### PROVIDED INFORMATION
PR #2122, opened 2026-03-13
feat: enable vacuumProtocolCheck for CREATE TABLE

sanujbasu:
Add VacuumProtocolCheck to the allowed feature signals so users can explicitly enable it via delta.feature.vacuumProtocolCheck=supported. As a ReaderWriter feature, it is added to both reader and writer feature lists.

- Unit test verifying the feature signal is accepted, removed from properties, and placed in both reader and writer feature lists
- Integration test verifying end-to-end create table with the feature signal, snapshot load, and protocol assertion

### EXERCISE BRIEF
Word for word, repeat each entry shown above.

### ANSWER SPACE
PR #2122, opened 2026-03-13
feat: enable vacuumProtocolCheck for CREATE TABLE

sanujbasu:
Add VacuumProtocolCheck to the allowed feature signals so users can explicitly enable it via delta.feature.vacuumProtocolCheck=supported. As a ReaderWriter feature, it is added to both reader and writer feature lists.

- Unit test verifying the feature signal is accepted, removed from properties, and placed in both reader and writer feature lists
- Integration test verifying end-to-end create table with the feature signal, snapshot load, and protocol assertion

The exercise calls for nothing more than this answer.